PR #3780, opened 2023-07-14
fix(core): Export cli.js for global installs

### LINKED ISSUE #3779: Lerna **Does Not** Run Locally (When installed globally and not using npx)
# Basic repro:
**The Basics:**
* `npm install -g lerna@latest`
* `mkdir test-proj && cd $_ && lerna init -y`
* `yarn install`

Now your environment will have lerna@latest both globally and within the local project

**Test Case:**
1) Open the file `./test-proj/node_modules/lerna/dist/cli.js`
2) Replace the whole file with:
```
#!/usr/bin/env node
throw new Error('Local does nothing');
```

**Where it will work as expected:**
The package manager variants will work as expected:
* `npx lerna list`
* `yarn lerna list`
* ...

(Which is expected because there is no interaction with the globally installed version)

**Where it fails:**
If you rely on the globally installed version, you get a very different result:
```
$ lerna list
lerna notice cli v7.1.3
lerna success found 0 packages
```

No failure!

## Cause
To understand the cause, we need to look at the globally installed version and we want to edit a file there. Use the following steps:
* `where lerna # -> /Users/me/.nvm/versions/node/v18.16.1/bin/lerna`
* Open the global directory (so in my case it would be `/Users/me/.nvm/versions/node/v18.16.1`)
* Edit the file: `/Users/joseph/.nvm/versions/node/v18.16.1/lib/node_modules/lerna/node_modules/resolve-from/index.js`
* In the resolve-from replace the last catch block (Ln 36-40) with:
```
    try {
      return resolveFileName();
    } catch (error) {
      console.log('Lerna Error: ', error)
      return;
    }
```

Now the error will be clear:
```
$ lerna list
Lerna Error: Error [ERR_PACKAGE_PATH_NOT_EXPORTED]: Package subpath './dist/cli.js' is not defined by "exports" in /Users/me/develop/test-proj/node_modules/lerna/package.json
    at new NodeError (node:internal/errors:393:5)
    at throwExportsNotFound (node:internal/modules/esm/resolve:358:9)
    at packageExportsResolve (node:internal/modules/esm/resolve:668:3)
    at resolveExports (node:internal/modules/cjs/loader:529:36)
    at Module._findPath (node:internal/modules/cjs/loader:569:31)
    at Module._resolveFilename (node:internal/modules/cjs/loader:981:27)
    at resolveFileName (/Users/me/.nvm/versions/node/v18.16.1/lib/node_modules/lerna/node_modules/resolve-from/index.js:30:39)
    at resolveFrom (/Users/me/.nvm/versions/node/v18.16.1/lib/node_modules/lerna/node_modules/resolve-from/index.js:38:11)
    at module.exports.silent (/Users/me/.nvm/versions/node/v18.16.1/lib/node_modules/lerna/node_modules/resolve-from/index.js:49:54)
    at module.exports.silent (/Users/me/.nvm/versions/node/v18.16.1/lib/node_modules/lerna/node_modules/resolve-cwd/index.js:5:49) {
  code: 'ERR_PACKAGE_PATH_NOT_EXPORTED'
}
```
## The fix
Not sure if the exports in the `package.json` are generated but a quick fix is the following:
* Open the file `./test-proj/node_modules/lerna/package.json`
* Add the following line to the `exports` entry of the package:
```
    "./dist/cli.js": "./dist/cli.js",
```

Now run the command:
```
$ lerna list
throw new Error('Local does nothing');
^

Error: Local does nothing
    at Object.<anonymous> (/Users/me/develop/test-proj/node_modules/lerna/dist/cli.js:2:7)
    at Module._compile (node:internal/modules/cjs/loader:1159:14)
    at Module._extensions..js (node:internal/modules/cjs/loader:1213:10)
    at Module.load (node:internal/modules/cjs/loader:1037:32)
```

Note: The failure is expected because we still haven't replaced the original contents of the local `dist/cli.js`. To really get it fix put that file back to original.

jd-carroll:
fixes #3779

### DIFF
--- a/packages/lerna/package.json
+++ b/packages/lerna/package.json
@@ -120,6 +120,7 @@
     "./commands/diff/lib/*": "./dist/commands/diff/lib/*.js",
     "./commands/publish/lib/*": "./dist/commands/publish/lib/*.js",
     "./commands/version/lib/*": "./dist/commands/version/lib/*.js",
+    "./dist/cli.js": "./dist/cli.js",
     "./migrations/**/*": "./dist/migrations/**/*",
     "./utils": "./dist/utils/index.js"
   },


JamesHenry (approved):
Thanks a lot for looking into this!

* * *

**HOW TO COMPLETE THIS TASK**
Set down the whole listing once more, precisely as written.

**TASK OUTPUT**
PR #3780, opened 2023-07-14
fix(core): Export cli.js for global installs

### LINKED ISSUE #3779: Lerna **Does Not** Run Locally (When installed globally and not using npx)
# Basic repro:
**The Basics:**
* `npm install -g lerna@latest`
* `mkdir test-proj && cd $_ && lerna init -y`
* `yarn install`

Now your environment will have lerna@latest both globally and within the local project

**Test Case:**
1) Open the file `./test-proj/node_modules/lerna/dist/cli.js`
2) Replace the whole file with:
```
#!/usr/bin/env node
throw new Error('Local does nothing');
```

**Where it will work as expected:**
The package manager variants will work as expected:
* `npx lerna list`
* `yarn lerna list`
* ...

(Which is expected because there is no interaction with the globally installed version)

**Where it fails:**
If you rely on the globally installed version, you get a very different result:
```
$ lerna list
lerna notice cli v7.1.3
lerna success found 0 packages
```

No failure!

## Cause
To understand the cause, we need to look at the globally installed version and we want to edit a file there. Use the following steps:
* `where lerna # -> /Users/me/.nvm/versions/node/v18.16.1/bin/lerna`
* Open the global directory (so in my case it would be `/Users/me/.nvm/versions/node/v18.16.1`)
* Edit the file: `/Users/joseph/.nvm/versions/node/v18.16.1/lib/node_modules/lerna/node_modules/resolve-from/index.js`
* In the resolve-from replace the last catch block (Ln 36-40) with:
```
    try {
      return resolveFileName();
    } catch (error) {
      console.log('Lerna Error: ', error)
      return;
    }
```

Now the error will be clear:
```
$ lerna list
Lerna Error: Error [ERR_PACKAGE_PATH_NOT_EXPORTED]: Package subpath './dist/cli.js' is not defined by "exports" in /Users/me/develop/test-proj/node_modules/lerna/package.json
    at new NodeError (node:internal/errors:393:5)
    at throwExportsNotFound (node:internal/modules/esm/resolve:358:9)
    at packageExportsResolve (node:internal/modules/esm/resolve:668:3)
    at resolveExports (node:internal/modules/cjs/loader:529:36)
    at Module._findPath (node:internal/modules/cjs/loader:569:31)
    at Module._resolveFilename (node:internal/modules/cjs/loader:981:27)
    at resolveFileName (/Users/me/.nvm/versions/node/v18.16.1/lib/node_modules/lerna/node_modules/resolve-from/index.js:30:39)
    at resolveFrom (/Users/me/.nvm/versions/node/v18.16.1/lib/node_modules/lerna/node_modules/resolve-from/index.js:38:11)
    at module.exports.silent (/Users/me/.nvm/versions/node/v18.16.1/lib/node_modules/lerna/node_modules/resolve-from/index.js:49:54)
    at module.exports.silent (/Users/me/.nvm/versions/node/v18.16.1/lib/node_modules/lerna/node_modules/resolve-cwd/index.js:5:49) {
  code: 'ERR_PACKAGE_PATH_NOT_EXPORTED'
}
```
## The fix
Not sure if the exports in the `package.json` are generated but a quick fix is the following:
* Open the file `./test-proj/node_modules/lerna/package.json`
* Add the following line to the `exports` entry of the package:
```
    "./dist/cli.js": "./dist/cli.js",
```

Now run the command:
```
$ lerna list
throw new Error('Local does nothing');
^

Error: Local does nothing
    at Object.<anonymous> (/Users/me/develop/test-proj/node_modules/lerna/dist/cli.js:2:7)
    at Module._compile (node:internal/modules/cjs/loader:1159:14)
    at Module._extensions..js (node:internal/modules/cjs/loader:1213:10)
    at Module.load (node:internal/modules/cjs/loader:1037:32)
```

Note: The failure is expected because we still haven't replaced the original contents of the local `dist/cli.js`. To really get it fix put that file back to original.

jd-carroll:
fixes #3779

### DIFF
--- a/packages/lerna/package.json
+++ b/packages/lerna/package.json
@@ -120,6 +120,7 @@
     "./commands/diff/lib/*": "./dist/commands/diff/lib/*.js",
     "./commands/publish/lib/*": "./dist/commands/publish/lib/*.js",
     "./commands/version/lib/*": "./dist/commands/version/lib/*.js",
+    "./dist/cli.js": "./dist/cli.js",
     "./migrations/**/*": "./dist/migrations/**/*",
     "./utils": "./dist/utils/index.js"
   },


JamesHenry (approved):
Thanks a lot for looking into this!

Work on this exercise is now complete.